Moving Upstream is about regulated practice in the field of parental alienation, early intervention to properly triage cases and forensic assessment to ensure that the psychologically split state of mind in a child is recognised, flagged and NOT depended upon for decisions going forward. Moving Upstream is about helping families at the earliest point in divorce and separation instead of dragging the bodies out of the water to resuscitate them further down. Moving Upstream is a strategy which recognises that divorce and separation harms children and that the space in between two newly separated parents is an incredibly problematic space for children of all ages. Moving Upstream is about the reform of family services away from feminist thinking and towards therapeutic assistance which truly helps children to negotiate the painful landscape of divorce and separation.
Moving Upstream to Address the Problem of Parental Alienation in Europe is the start of a new phase of work with children of divorce and separation and it begins by regulating the work of all practitioners in this field.
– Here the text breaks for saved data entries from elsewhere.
PR #737, opened 2019-06-25
Add an explicit inline XR device

### LINKED ISSUE #635: Clarify the relationship between "XR device" and "inline"
The language about the "XR device" is a bit confusing as it relates to `"inline"` sessions, especially on clients with an external headset (e.g., desktop).

https://immersive-web.github.io/webxr/#xr-interface says:
> An XR object has an XR device... which... represents the active XR device

and https://immersive-web.github.io/webxr/#xr-device says:
>An XR device is a physical unit of hardware that can present imagery to the user. On desktop clients, this is usually a headset peripheral.

>An XR device has a list of supported modes (a list of strings) that contains "inline"...

On desktop, `"inline"` and `"immersive-vr"` sessions are on two physical units of hardware.
Is the inline capability really a supported mode of the `XR device` representing the HMD?

Note that `"inline"` can't be a provided by a separate XR device because that would prevent using `"inline"` and `"immersive-vr"`sessions at the same time, at least with the current text.

It may be that what we really want is that _user agents_ will always support `"inline"` sessions, but that doesn't necessarily mean every "XR device" needs include it in its "list of supported modes."

### LINKED ISSUE #658: Inconsistency between explainer and spec for inline sessions with no device.
Maybe related to issue #635.

In the spec, the algorithm for RequestSession claims:
If the XR device is null
Reject promise with null.

However, the explainer says:
UAs implementing the WebXR Device API must guarantee that inline sessions can be created, regardless of XR device presence, unless blocked by page feature policy.

Which is correct?  Should all implementations be required to support a "device-less" inline mode?

Manishearth:
Fixes #658, fixes #635

take 2 at https://github.com/immersive-web/webxr/pull/704

This separates the concept of immersive XR devices (which participate in selection, and can be null) from the inline XR device (a guaranteed XR device representing the device containing the screen the browser window renders to). It explicitly adds the concept of the _session_ having an XR device so that you may have different sessions with different devices. There's a bunch of disambiguation done here to clean that up.

r? @toji @NellWaliczek

cc @ddorwin

### DIFF
--- a/index.bs
+++ b/index.bs
@@ -205,7 +205,7 @@ An [=/XR device=] has a <dfn>list of supported modes</dfn> (a [=/list=] of [=/st
 
 The user-agent MUST have an <dfn>inline XR Device</dfn>, which is an [=/XR Device=] that MUST [=list/contains|contain=] {{XRSessionMode/"inline"}} in its [=list of supported modes=]. The [=Inline XR Device=] will report as much pose information of the physical device the browser is rendering to as possible.
 
-NOTE: On phones, the [=inline XR Device=] will report gyroscopic pose information of the phone itself. On desktops and laptops without gyroscopes, the [=inline XR Device=] will not be able to report a pose (and thus {{local}} and {{local-floor}} {{XRSpace}}s will not be [=reference space is supported|supported=]). In case the browser is already running on an [=/XR device=], the [=inline XR device=] will be the same device, and may support multiple [=view|views=].
+NOTE: On phones, the [=inline XR Device=] will report gyroscopic pose information of the phone itself. On desktops and laptops without gyroscopes, the [=inline XR Device=] will not be able to report a pose. In case the browser is already running on an [=/XR device=], the [=inline XR device=] will be the same device, and may support multiple [=view|views=].
 
 Initialization {#initialization}
 ==============
@@ -461,7 +461,7 @@ When an {{XRSession}} is shut down the following steps are run:
   1. If no other features of the user agent are actively using them, perform the necessary platform-specific steps to shut down the device's tracking and rendering capabilities. This MUST include:
     - Releasing [=exclusive access=] to the [=XRSession/XR device=] if |session| is an [=immersive session=].
     - Deallocating any graphics resources acquired by |session| for presentation to the [=XRSession/XR device=].
-    - Putting the [=XRSession/XR device=] in a state such that a different source may be able to initiate a session with the same device.
+    - Putting the [=XRSession/XR device=] in a state such that a different source may be able to initiate a session with the same device if |session| is an [=immersive session=].
   1. [=Queue a task=] that fires an {{XRSessionEvent}} named {{end!!event}} on |session|.
 
 </div>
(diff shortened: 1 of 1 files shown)


index.bs
```diff
@@ -1720,9 +1737,11 @@ The <dfn method for="XRWebGLLayer">getNativeFramebufferScaleFactor(|session|)</d
...
+In order for a WebGL context to be used as a source for immersive XR imagery it must be created on a <dfn>compatible graphics adapter</dfn> for the [=XR/immersive XR device=]. What is considered a [=compatible graphics adapter=] is platform dependent, but is understood to mean that the graphics adapter can supply imagery to the [=XR/immersive XR device=] without undue latency. If a WebGL context was not already created on the [=compatible graphics adapter=], it typically must be re-created on the adapter in question before it can be used with an {{XRWebGLLayer}}.
+
+Note: On an XR platform with a single GPU, it can safely be assumed that the GPU is compatible with the [=XR/immersive XR device=]s advertised by the platform, and thus any hardware accelerated WebGL contexts are compatible as well. On PCs with both an integrated and discreet GPU the discreet GPU is often considered the [=compatible graphics adapter=] since it generally a higher performance chip. On desktop PCs with multiple graphics adapters installed, the one with the [=XR/immersive XR device=] physically connected to it is likely to be considered the [=compatible graphics adapter=].
```
NellWaliczek: Nit, but not yours: discreet -> discrete

index.bs
```diff
@@ -1942,7 +1961,7 @@ Event Types {#event-types}
 
 The user agent MUST provide the following new events. Registration for and firing of the events must follow the usual behavior of DOM4 Events.
 
-The user agent MAY fire a <dfn event for="XR">devicechange</dfn> event on the {{XR}} object to indicate that the availability of [=/XR device=]s has been changed. The event MUST be of type {{Event}}.
+The user agent MAY fire a <dfn event for="XR">devicechange</dfn> event on the {{XR}} object to indicate that the availability of [=XR/immersive XR device=]s has been changed. The event MUST be of type {{Event}}.
```
NellWaliczek: nit: not you, but should this be
>The user agent MUST fire

index.bs
```diff
@@ -444,9 +459,9 @@ When an {{XRSession}} is shut down the following steps are run:
   1. Remove |session| from the [=list of inline sessions=].
   1. [=Reject=] any outstanding promises returned by |session| with an {{InvalidStateError}}, except for any promises returned by {{XRSession/end()}}.
   1. If no other features of the user agent are actively using them, perform the necessary platform-specific steps to shut down the device's tracking and rendering capabilities. This MUST include:
-    - Releasing [=exclusive access=] to the [=/XR device=].
-    - Deallocating any graphics resources acquired by |session| for presentation to the [=/XR device=].
-    - Putting the [=/XR device=] in a state such that a different source may be able to initiate a session with the same device.
+    - Releasing [=exclusive access=] to the [=XRSession/XR device=] if |session| is an [=immersive session=].
+    - Deallocating any graphics resources acquired by |session| for presentation to the [=XRSession/XR device=].
+    - Putting the [=XRSession/XR device=] in a state such that a different source may be able to initiate a session with the same device.
```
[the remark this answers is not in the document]
Manishearth: I figure it was handwavy enough about "putting it in a state where you can request another session" since that's never not the case for inline sessions, but I made it explicit.

Manishearth:
Addressed

index.bs
```diff
@@ -201,7 +201,11 @@ XR device {#xr-device-concept}
...
+An [=/XR device=] has a <dfn>list of supported modes</dfn> (a [=/list=] of [=/strings=]) that [=list/contains=] the enumeration values of {{XRSessionMode}} that the [=/XR device=] supports.
+
+The user-agent MUST have an <dfn>inline XR Device</dfn>, which is an [=/XR Device=] that MUST [=list/contains|contain=] {{XRSessionMode/"inline"}} in its [=list of supported modes=]. The [=Inline XR Device=] will report as much pose information of the physical device the browser is rendering to as possible.
+
+NOTE: On phones, the [=inline XR Device=] will report gyroscopic pose information of the phone itself. On desktops and laptops without gyroscopes, the [=inline XR Device=] will not be able to report a pose (and thus {{local}} and {{local-floor}} {{XRSpace}}s will not be [=reference space is supported|supported=]). In case the browser is already running on an [=/XR device=], the [=inline XR device=] will be the same device, and may support multiple [=view|views=].
```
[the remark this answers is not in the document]
Manishearth: Removed the parenthetical, but kept the "can't report pose information". Unsure what it should actually be here.

index.bs
```diff
@@ -201,7 +201,11 @@ XR device {#xr-device-concept}
 
 An <dfn for="">XR device</dfn> is a physical unit of hardware that can present imagery to the user. On desktop clients, this is usually a headset peripheral. On mobile clients, it may represent the mobile device itself in conjunction with a viewer harness. It may also represent devices without stereo-presentation capabilities but with more advanced tracking.
 
-An [=/XR device=] has a <dfn>list of supported modes</dfn> (a [=/list=] of [=/strings=]) that [=list/contains=] "<code>inline</code>" and all the other enumeration values of {{XRSessionMode}} that the [=/XR device=] supports.
+An [=/XR device=] has a <dfn>list of supported modes</dfn> (a [=/list=] of [=/strings=]) that [=list/contains=] the enumeration values of {{XRSessionMode}} that the [=/XR device=] supports.
+
+The user-agent MUST have an <dfn>inline XR Device</dfn>, which is an [=/XR Device=] that MUST [=list/contains|contain=] {{XRSessionMode/"inline"}} in its [=list of supported modes=]. The [=Inline XR Device=] will report as much pose information of the physical device the browser is rendering to as possible.
```
toji: We should indicate that the inline XR device MAY be the same as the immersive XR device, if one is present, but it's not required to be.

Manishearth:
Addressed.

As we regulate the space we protect parents and children and also practitioners who do this work. As we protect practitioners, more will come to do this work which means that the stranglehold that blinkered family services have on vulnerable families will be diminished. With recognised standards of practice in place, no family will have to suffer at the hands of untrained and unaware practitioners. In the future, anyone whose child is rejecting or resisting contact, will have access to the assessments which differentiate parental alienation and to treatment routes which are shown to work.
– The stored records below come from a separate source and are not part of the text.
Issue #727, opened 2019-06-21
What types of capabilities should applications be allowed to request?


ddorwin:
In addition to specifying when (#720) and how (i.e., #723) applications can request capabilities/features, we will need to determine what are the actual capabilities/features to be exposed. Before we get to that, though, it probably makes sense to explore the categories or dimensions of capabilities that should be exposed. Although the focus has been on consent, there _may_ be other reasons that applications should request capabilities up front (see #723).

The privacy design (#638) details various threats and why consent might be required, but further work is necessary to determine how many different dimensions of consent make sense and what they should be.

As said in response to question 7 in https://github.com/immersive-web/webxr/pull/689#issuecomment-502262866, IMO, something like "spatial-tracking-unbounded" is probably too granular and would become difficult for developers to use. IMO, it probably makes more sense to define what the user is giving up, which may not map 1:1 to a single concept in the API surface.

NellWaliczek:
It's funny, I was actually thinking in a very different direction with #723, though I can see why you'd prefer to separate this discussion from that one.

Do you have a specific proposal for what "defining the user is giving up" would mean?  Are you optimizing for developer difficulty or end-user difficulty?  Because my original though on the topic is developers might find it less confusing if they just indicated which APIs they plan on calling, which is even more granular.  So i'm really interested in seeing what your alternative might look like.

NellWaliczek:
In terms of the way these consent prompts are communicated to the users, I totally agree that the api-level granularity doesn't make much sense.  However, from a developer's perspective of knowing how to ensure necessary prompts are displayed, it does.  In my proposal in #739, the communication from the developer to the UA is done granularly, but because it's all done up front the UA has the option to explain things in the way they thing will make the most sense to their users.

johnpallett:
For context, here is a [suggested list of privacy-sensitive features and associated user communications](https://github.com/immersive-web/webxr/blob/67b0c0992e7d82c383d619900ef110a36c3bfade/designdocs/privacy-design.md#user-communication).

NellWaliczek:
Closed by #739

Issue #723, opened 2019-06-19
Required, optional, deferrable, and not-needed features


NellWaliczek:
**[Disclaimer: This issue is one of several being filed to capture discussions that began either on #638, on #689, or at the most recent F2F]**

This one is sort a redux of a design exploration that @toji and I did many months back (see #433). At the time we were looking for a solution that would allow developers state at the time of session creation what features they absolutely need for it to be worth creating a session and which features would be really nice to have. The idea was to prevent users from having a session start only to have them be immediately told that the experience wouldn't work. Happily, this provided an opportunity for the User Agent to request user consent any of the features that the developer considered required.

I'm working on an updated concrete design proposal which shows how developers might communicate intent to use certain features yet, but in the process of putting it together, I have some questions for you all about what you'd like to see in response to that developer intent being communicated. For example:

1. Should developers be allowed to block session creation if particular "required" features are unsupported by the underlying platform?
2. If a "required" feature depends on user consent, should the User Agent prompt for consent at the time of session creation?
3. If a user does not consent to a "required" feature, should session creation be blocked?
4. If an "optional" feature depends on user consent, should the User Agent prompt for consent at the time of session creation?

NellWaliczek:
Also related to #423 and #424

joshmarinacci:
Is there really a difference between optional and required? From the developer perspective they ask for things and then find out what they were given, either at session start time or api use time. In either case they can render an error or show a message to the user explaining what they can and can't do now.   If there was an optional type in addition to a required permission type, would what the developer does be any different?  When would a developer want to actually use the optional permissions?

Second: from the user perspective would optional vs required make a difference?  If you were given a dialog that says "this app wants required access to the camera and optional access to the microphone, do you want to grant it", would you reasonably be able to answer that question? If you were presented with optional microphone vs required microphone would you understand the distinction? Would you care?

I think this adds extra complexity without providing additional value.

NellWaliczek:
[...]

Issue #591, opened 2019-04-16
When we add more options to session creation, do it with a dictionary.


toji:
This is not an issue so much as a directive. As discussed in #566 it's assumed that we probably will have need of additional arguments beyond the `mode` that will need to be passed into `navigator.xr.requestSession()`, even though we don't have any at this exact moment. When that time comes, the pattern to be used, per #542, is:

```webidl
dictionary XRSessionCreationOptions {	
  XROptionThingy option;
};

partial interface XR {
  Promise<XRSession> requestSession(XRSessionMode mode, optional XRSessionCreationOptions options);
};
```

Called like so:

```js
navigator.xr.requestSession('immersive-vr', { option: value });
```

NellWaliczek:
Closed by #739

PR #739, opened 2019-06-26
Enable optional/required features to be checked before session creation

NellWaliczek:
This PR contains explainer text intended to describe the fixes for #723, #591, #423, #417, and #727.  I'm holding off on the spec text until it's clear we've got consensus on this approach.

First off!  The main purpose of this proposal is to ensure that developers have a way to block session creation if a feature they absolute require is unavailable.  While this may occasionally have to do with consent, it also may simply be due to lack of hardware support.  Following the same pattern, this design allows developers to indicate up front that there are optional features they would very much like to use.  This allows any necessary explicit consent to be requested before a session begins. For now, this PR only lists reference-space related features, but we've heard feedback from folks working on new functionality that a similar system is needed.

Second!  There are several main considerations in the reasoning behind this approach:
1. **Straightforward signals** By aligning features with either the API being called or an indication of the parameters an API will be passed, it makes it very easy for developers to understand what they're requesting.
1. **WebIDL is fiddly** This one is sort of unfortunate.  We originally wanted both arrays to be filled with an enum called `XRFeatureName` (or something).  However that would have meant optional features that the UA did not recognize would have caused sessions to be rejected. Alternatively, we considered using dictionary keys that could be ignored when processing the optional array.  However, that would have meant required features the UA did not recognize would have allowed sessions to be created anyway.  We considered having these two arrays be made up of different things (as was tried and abandoned in #433), but the difference seemed to cause unnecessary cognitive load and confusion for developers.
1. **Simple to write** We explored a LOT of variations in IDL signatures and,  due to the previous bullet, many were very verbose or confusing.  There may be a bit of confusion about being able to add a reference space type in the same list as something unrelated (e.g. 'geo orientation'?), but after looking at the alternatives the tradeoff seemed worth it.
1. **Extensible**  In the future if we find that `DOMStrings` are insufficient to communicate feature requirements, we can easily and transparently switch the arrays to be of type `Any` or a union type with whatever new configuration requirements we have identified.

(And yes, there's a few more PRs ready to be posted once we have consensus established on this one)


explainer.md
```diff
@@ -373,21 +373,9 @@ The UA may choose to present the immersive AR session's content via any type of
 
 ## Inline sessions
 
-There are several scenarios where it's beneficial to render a scene whose view is controlled by device tracking within a 2D page. For example:
+When authoring content to be viewed immersively, it may be beneficial to use an `inline` session to view the same content in a 2D browser window. Using an inline session enables content to use a single rendering path for both inline and immersive presentation modes. It also makes switching between inline content and immersive presentation of that content easier.
```
toji: 👍 Thanks for re-aligning this statement with the current design priorities.

NellWaliczek:
Missed one
/fixes #424

explainer.md
```diff
@@ -405,20 +393,67 @@ function beginInlineXRSession() {
...
+ - Making use of head-tracking features for devices like [zSpace](http://zspace.com/) systems.
+
+## Advanced functionality
+
+Beyond the core APIs described above, the WebXR Device API also exposes several options for taking greater advantage of the XR hardware's capabilities.
+
+### Feature dependencies
+Once developers have mastered session creation and rendering, they will often be interested in using additional WebXR features that may not be universally available. While developers are generally encouraged to design for progressive enhancement, some experiences may have requirements on features that are not guaranteed to be universally available. For example, a guided tour would not function on an Oculus Go because it is unable to provide an [`unbounded` reference space](spatial-tracking-explainer.md#unbounded-reference-space). If an experience is completely unusable without a specific feature, it would be a poor user experience to initialize the underlying XR platform and create a session only to immediately notify the user it won't work.
```
toji: > For example, a guided tour would not function on an Oculus Go because it is unable to provide an `unbounded` reference space.

This example sounded weird to me on first read, because a certain form of guided tour (Navigating between photospheres, street view-style) is reasonably popular on 3DoF headsets like the Go. What about: 

>  **an experience which requires users to move around a large physical space, such as** a guided tour, would not function on an Oculus Go because...

explainer.md
```diff
@@ -405,20 +393,67 @@ function beginInlineXRSession() {
...
+* **Optional** The experience would like to use this feature for the entire session, but can function without it. Again, if [explicit consent](privacy-security-explainer.md#explicit-consent) is necessary, users will be prompted in response to `xr.requestSession()`. However, session creation will succeed regardless of the feature's hardware support or user intent. Developers must not assume optional features are available in the session and check the result from attempting to use them.
+
+Features recognized by the UA that are not explicitly listed in these arrays will be implicitly added to `XRSessionInit.optionalFeatures` if they do not require consent or [consent has been implied](privacy-security-explainer.md#implied-consent). For example, creating an `immersive-vr` session implies consent for `local` and `local-floor` reference spaces even if not explicitly listed in `XRSessionInit`. If the UA does not recognize an entry in `XRSession.requiredFeatures` the session will not be created.
```
toji: > Features recognized by the UA that are not explicitly listed in these arrays will be implicitly added to `XRSessionInit.optionalFeatures` if they do not require consent or consent has been implied.

I'm sure how to interpret this line. Are you stating that if user agent A that has determined it can safely offer, say, eye-tracking without user consent should implicitly append it to the optional array? (*Terrible* example, I know, but work with me.) That seems problematic, because then if user agent B decides that eye-tracking really *does* require explicit consent, experiences written only against A will fail because the feature was not requested.

I'm onboard with `local` and `local-floor` being implicit for `immersive-vr`, but I feel like they probably need to be part of an explicit list of implied features rather than something left to the user agent.

NellWaliczek: >I'm sure how to interpret this line. Are you stating that if user agent A that has determined it can safely offer, say, eye-tracking without user consent should implicitly append it to the optional array? (Terrible example, I know, but work with me.) That seems problematic, because then if user agent B decides that eye-tracking really does require explicit consent, experiences written only against A will fail because the feature was not requested.

Perhaps this can be fixed by changing the sentence to say "if they do not require a signal of user intent"?  For context, I added this sentence based on our noodling about the idea that maybe there are features that have no consent requirements at all, such as the ability to support an xr-standard gamepad.  At the time you were hesitant to include it because if gamepad based motion controllers are present, they should always appear in the inputSources array.  My case for including it on the list was that there are some experiences which will not work if the hardware cannot support a multibutton input source.  I tried to strike the balance by suggesting only automatically enabling features that are normatively specified to not be dependent on a signal of user intent.  Does that make more sense?

NellWaliczek: > I'm onboard with local and local-floor being implicit for immersive-vr, but I feel like they probably need to be part of an explicit list of implied features rather than something left to the user agent.

My next PR calls this out a lot more concretely as it digs into threats and mitigations, but I'm ok with making some sort of a list here if it helps.  I only left it out of here because the list is already located in the [Spatial tracking explainer](spatial-tracking-explainer.md#xrreferencespace-availability)

NellWaliczek: Perhaps both issues can be address with a single list of "exceptions" added to this section?

toji: > Perhaps this can be fixed by changing the sentence to say "if they do not require a signal of user intent"?

Ah, I'm see what you were trying to say. I'm OK with this mental model of "everything that doesn't require user intent is automatically optional". It does help clarify the gamepad case, and I'm sure others. However, we'd still want an explicit list of which features those are so that we don't get UA disagreements.

NellWaliczek: Ok, how about I switch the whole paragraph around to this:

> If the UA does not recognize an entry in `XRSession.requiredFeatures` the session will not be created. Under some circumstances, features recognized by the UA that are not explicitly listed in these arrays may be implicitly added to `XRSessionInit.optionalFeatures`. For example, if a feature does not require a signal of [user intent](privacy-security-explainer.md#user-intent). Or, if the requested session mode implies consent, such as `immersive-vr` does for `local` and `local-floor` reference spaces.

toji: Better, thanks!

NellWaliczek:
Thanks, Brandon!  This is a fairly important PR, so I plan to leave this open for a few days to give folks a chance to review and leave feedback.  If nothing showstopping comes up, I'm aiming to merge by Friday.

explainer.md
```diff
@@ -405,20 +393,67 @@ function beginInlineXRSession() {
...
+* **Optional** The experience would like to use this feature for the entire session, but can function without it. Again, if [explicit consent](privacy-security-explainer.md#explicit-consent) is necessary, users will be prompted in response to `xr.requestSession()`. However, session creation will succeed regardless of the feature's hardware support or user intent. Developers must not assume optional features are available in the session and check the result from attempting to use them.
+
+If the UA does not recognize an entry in `XRSession.requiredFeatures` the session will not be created. Under some circumstances, features recognized by the UA but not explicitly listed in these arrays may be implicitly added to `XRSessionInit.optionalFeatures`. For example, if a feature does not require a signal of [user intent](privacy-security-explainer.md#user-intent). Or, if the requested session mode implies consent, such as `immersive-vr` does for `local` and `local-floor` reference spaces.
```
johnpallett: I'd suggest adding two additional concepts here:
- Performance might affect whether a feature is added implicitly
- Which features get added implicitly might vary by user agent. Don't count on anything not `required`

Also, I think I know what the last sentence means, but the phrase 'implies consent' could be interpreted as 'implies user consent' so I'm not certain. I think the intention is that session mode could imply that certain features are available.

In case it helps, here's a suggested alternative including the above concepts and clarifying the meaning around session mode (note: this isn't intended to be blocking, I'm just including it in case it's useful):

> If the UA does not recognize an entry in `XRSession.requiredFeatures` the session will not be created.
>
> Features not listed in either array may or may not be available during the session. Under some circumstances the UA may implicitly add features to `XRSessionInit.optionalFeatures`, enabling them during the session.
>
>For example, a user agent may choose to enable a feature that does not require a signal of [user intent](privacy-security-explainer.md#user-intent) and which has no adverse performance implications. This behavior is likely to vary between user agents, and developers should not depend upon the availability of features not explicitly listed as `required`.
>
> The user agent may also enable features that are implied by session type, or implied by other requested features. For example, as any immersive session must support both `local` and `local-floor` reference spaces, a user agent may add both references spaces to `XRSessionInit.optionalFeatures` when an `immersive-vr` session is created.

On the last bit, I'm curious whether this is a firm requirement. For example, consider a scenario where a developer requests an immersive session with a `local` reference space, but not `local-floor`. Suppose the user has configured their viewer height. #638 proposes that exposing actual viewer height requires [explicit consent](privacy-security-explainer.md#explicit-consent) because it is sensitive data. In this case, should the user agent:

1. Require [explicit consent](privacy-security-explainer.md#explicit-consent) because `local-floor` is implied? 
2. Add an implicit `local-floor` reference space, but use emulated floor height to avoid [explicit consent](privacy-security-explainer.md#explicit-consent)?
3. Not add `local-floor` at all, even though it's an immersive session?
4. Any of the above, at the discretion of the user agent (and if a developer needs `local-floor` they should make it `required`?)

NellWaliczek: Good point about potential performance feedback!  And I definitely didn't make it clear enough, that it is not a choice to be left to the UA discretion about which features qualify for being automatically enabled.  Without consistency on this, we'd end up in a world of hurt.  

I also, better understand your concern now about `local-floor` technically having a different threat profile than simply `local`.  While it is a requirement that `local` and `local-floor` be *possible* in any session that supports `immersive-vr` and `immersive-ar`, it doesn't mean we necessarily want to expose user height without the UA having the opportunity to manage that risk differently.

Hopefully my latest commit has addressed both your concerns and @toji's. If so, I'd appreciate an "Approve" :)

explainer.md
```diff
@@ -405,20 +393,70 @@ function beginInlineXRSession() {
...
+* **Optional** The experience would like to use this feature for the entire session, but can function without it. Again, if [explicit consent](privacy-security-explainer.md#explicit-consent) is necessary, users will be prompted in response to `xr.requestSession()`. However, session creation will succeed regardless of the feature's hardware support or user intent. Developers must not assume optional features are available in the session and check the result from attempting to use them.
+
+If the UA does not recognize an entry in `XRSession.requiredFeatures` the session will not be created. Some features recognized by the UA but not explicitly listed in these arrays may be enabled by default for a session. This is only allowed if the feature does not require a signal of [user intent](privacy-security-explainer.md#user-intent) nor impact performance or the behavior of other features when enabled. At this time, only the following features may be enabled by default:
```
toji: > If the UA does not recognize an entry in `XRSession.requiredFeatures` the session will not be created.

Nit: Upon re-reading with fresh eyes, this sentence feels out-of-place with respect to the rest of the paragraph. Would it fit better at the end of the **Required:**  paragraph above?

explainer.md
toji: The table definitely helps clarify things, thanks!

To make sure I understand your above comment, Nell: Sounds like the intent is that `local-floor` is no longer one of the implicit features, but (as is currently required by the spec) would still be available to any immersive session via an emulated floor height. The only way to get a non-emulated floor height would be to explicitly request `local-floor` in either the `requiredFeatures` or `optionalFeatures` lists. Is that correct?

explainer.md
```diff
@@ -580,6 +618,11 @@ enum XRSessionMode {
   "immersive-ar"
 }
 
+dictionary XRSessionInit {
```
klausw: This still needs to be added to the requestSession argument list above?

```webidl
Promise<XRSession> requestSession(XRSessionMode mode, optional XRSessionInit options);
```

Speaking of this, is the intent that these init options only apply to `requestSession`, not `supportsSession`? If yes, I think it would be helpful to call that out specifically in the explainer. For example, asking for options may require prompting the user to get an answer, and `supportsSession` is intended to be non-interactive.

toji: Yes, the intent is these options only apply to `requestSession`. Not only would it violate the desire for `supportsSession` to be non-interactive to properly resolve some of the requirements, it would also make it a much more potent fingerprinting venue. As such `supportsSession` will remain `mode`-only.

explainer.md
```diff
@@ -405,20 +393,70 @@ function beginInlineXRSession() {
...
+WebXR allows the following features to be requested:
+* `local`
+* `local-floor`
+* `bounded-floor`
+* `unbounded`
+
+This list is currently limited to a subset of reference space types, but in the future will expand to include additional features. Some potential future features under discussion that would be candidates for this list are: eye tracking, plane detection, geo alignment, etc.
+
+Developers communicate their feature requirements by categorizing them into one of the following groups:
+* **Required** This feature must be available in order for the experience to function at all. If [explicit consent](privacy-security-explainer.md#explicit-consent) is necessary, users will be prompted in response to `xr.requestSession()`. Session creation will be rejected if the feature is unavailable for the XR device or if the UA determines the user does not wish the feature enabled.
```
johnpallett:
```suggestion
* **Required** This feature must be available in order for the experience to function at all. If [explicit consent](privacy-security-explainer.md#explicit-consent) is necessary, users will be prompted in response to `xr.requestSession()`. Session creation will be rejected if the feature is unavailable for the XR device or if the UA determines the user does not wish the feature enabled. If the UA does not recognize an entry in `XRSession.requiredFeatures` the session will not be created. 
```

explainer.md
johnpallett: @toji I agree, that sentence probably makes more sense in the 'required' section. I've added a suggestion above in case it helps.

@NellWaliczek the use of 'may' and 'allowed' here could be interpreted as user agent discretion - i.e. some UAs might add 'local' and others might not. Was that the intent? If not I'd suggest '... will be **enabled** by default...' and 'This is only **done** if the feature...' as follows:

Moving Upstream matters because prevention is far better than cure in parental alienation and the evidence which is emerging from young people, of the damage that parental alienation does underscores this tenfold. One day very soon, the children whose wishes and feelings were upheld by the family court, will be standing in court asking for damages for the harm done to them. And with the evidence they hold about what could and should have been done but wasn’t and the evidence that those who could and should have done something didn’t, this is a generation of children who will help to prevent damage being done to the children coming after them.
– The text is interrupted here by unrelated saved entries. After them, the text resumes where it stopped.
PR #742, opened 2019-06-27
Require that sensitive UI hides WebXR content

### LINKED ISSUE #724: Behavior when XRSession.visibility is 'visible-blurred'

The current spec text states
> XRSessions MUST have their visibility state set to hidden or visible-blurred when the user is interacting with potentially sensitive UI from the user agent (such as entering a URL) in the trusted environment.

It also states

> A state of visible-blurred indicates that imagery rendered by the XRSession may be seen by the user, but is not the primary focus. requestAnimationFrame() callbacks MAY be throttled. Input is not processed by the XRSession.

What other, if any, concrete requirements should be added to the behavior of the session RAF, getViewerPose(), getPose(), and the data these APIs return while in this state? For example, should callbacks be forced to throttle down to, uh I don't know, 10fps? Should pose data be quantized or rounded?  PR #638 touches on this topic a bit, but doesn't seem to provide any concrete guidance.

toji:
/fixes #724

Until we get some better guidelines in place regarding what kind of
mitigations are appropriate for using the `visible-blurred` state when
sensitive UI is being displayed, simply require that the content is
hidden instead. `visible-blurred` may still be used in less sensitive
cases where the XR content is not in the foreground but still visible.

### DIFF
--- a/index.bs
+++ b/index.bs
@@ -80,8 +80,10 @@ spec: Gamepad; urlPrefix: https://w3c.github.io/gamepad/#
     type: attribute; text: touched; for: GamepadButton; url: dom-gamepadbutton-touched
     type: attribute; text: pressed; for: GamepadButton; url: dom-gamepadbutton-pressed
     type: attribute; text: value; for: GamepadButton; url: dom-gamepadbutton-value
-spec:html; type:method; for:HTMLCanvasElement; text:getContext(contextId); url: https://html.spec.whatwg.org/multipage/canvas.html#dom-canvas-getcontext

As one such young person said to me last week –
‘how could anyone rely on a word I said back then? I was scared, I was terrified in fact and I just wanted it all to stop – so much so that I would have said anything about my dad to make it stop. I thought they were going to help me but all they did was write down what I said and then they told my dad. I was so ashamed because I realised how much I had hurt him. I was so ashamed and scared that I never saw him again, which of course made my mum really happy. I have had to live with that for nearly fifteen years now. How could they do that to a child?’
When the evidence has been in existence for all of the time these children were growing up but it was ignored in favour of burdening children with the responsibility.
How could they do that to a child?
EAPAP Conference 2018
The EAPAP Conference 2018 opens a new phase of work with children of divorce and separation in Europe by regulating the space in which this work is done and by introducing training, accreditation and awareness raising across Europe.
The EAPAP Conference launches internationally recognised standards of practice with children of divorce and separation and particularly parental alienation.